なんといっても初日から ” 呪いの化け物 ” を連れてきたと思えば常に後ろに控えさせ毎日学院に連れてくるのだから、全員がーー


” 貴族の平民への嫌がらせ ”

” 化け物を連れてきて怖がっている様子を見ては楽しんでいる ”


そう思っていたからだ。



勿論俺もそう思ったし、流石は血が半分とはいえメルンブルク家の人間だなと心底軽蔑する目で見ていたのだが、段々と周りの反応は変わっていった。


” 別に無茶な命令もしたりしないし、様子がおかしくない? ”

” いつもあの化け物に負けているのに怒らないよね ”

” 無茶な事も言ってこないし普通だよね。寧ろ・・ ”


恐怖する目から徐々に興味や関心が色濃く出た視線へと変わっていけば、取り巻き達も徐々にリーフ様に対し何か言う事に消極的になっていく。



それに対し俺はカッ!となった。



何故このマリオンがあんな捨てられた子供なんかに負けるのか?

俺は完璧でなければならないのだ。


あんな貴族らしからぬ自分勝手に生きている様な奴に負けるものか!!


その時、俺の脳裏に浮かんでいたのは、自由気ままに出て言ってしまった兄の姿であった。
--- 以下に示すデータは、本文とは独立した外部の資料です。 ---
PR #476, opened 2025-08-02
Add Cerebras [WIP]

scosman:
Qwen-Coder attempt at adding a  provider. Zero human edits on first commit. Edited after be me.

3.1M input tokens, 11k output tokens. Used Cline.

Prompt:

```
I want to add Cerebras as a provider to Kiln.

 - Add it in ML model list as provider (will cause type errors where we need to write code). Run the type checker (if you need to use terminal and can't see them automatically run `uv run pyright .` to ) to find issues.
 - It should be modeled like Ollama: a custom OpenAI compatible endpoing based router. See adapter_registry.py. Use it's open AI compatible endpoint `https://api.cerebras.ai/v1 `
 - run generate_schema.sh to update our frontend APIs to add the new provider. This will cause type errors you need to respove on the front end.
 - add necessary UI in connect_provider and other places
```


app/web_ui/src/routes/(fullscreen)/setup/(setup)/connect_providers/connect_providers.svelte
```diff
@@ -181,6 +180,18 @@
         "Bedrock is quite difficult to setup.\nFor beginners we suggest other providers, like OpenRouter, as they easier to setup and have more models.",
       api_key_fields: ["Access Key", "Secret Key"],
     },
+    {
+      name: "Cerebras",
+      id: "cerebras",
+      description: "Exceptionally fast inference on custom hardware.",
+      featured: false,
+      api_key_steps: [
+        "Go to https://cerebras.ai/settings/keys",
```
leonardmq: This URL is a `404`. The actual URL takes in the org ID in the path, so we cannot link to it directly.

We can link to https://cloud.cerebras.ai/ and tell them to navigate to the API Keys section from there. This is what their official docs do here: https://inference-docs.cerebras.ai/quickstart

libs/core/kiln_ai/adapters/ml_model_list.py
```diff
@@ -2422,6 +2447,14 @@ class KilnModel(BaseModel):
                 formatter=ModelFormatterID.qwen3_style_no_think,
                 supports_data_gen=True,
             ),
+            KilnModelProvider(
```
leonardmq, line 2450: That one has the same weird formatting problem as some of the SiliconFlow model, where we get weird leading whitespace / empty line (only when thinking is disabled; if thinking is enabled on this same model, we don't get the extra whitespace)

俺はリーフ様に勝ちたくて勝ちたくてしかたがなくて、自分でもどうかと思うほどリーフ様に対し酷い態度と扱いをし続けたと思う。


そしてそれはリーフ様の側に控える2人の低位貴族にも向き、

” そいつらにそっぽを向かれればリーフ様は悲しむだろう ”

そんな思惑から俺はリーフ様の取り巻き2人、男爵家のモルトとニールを呼びつけ高慢ちきに言いきかせてやった。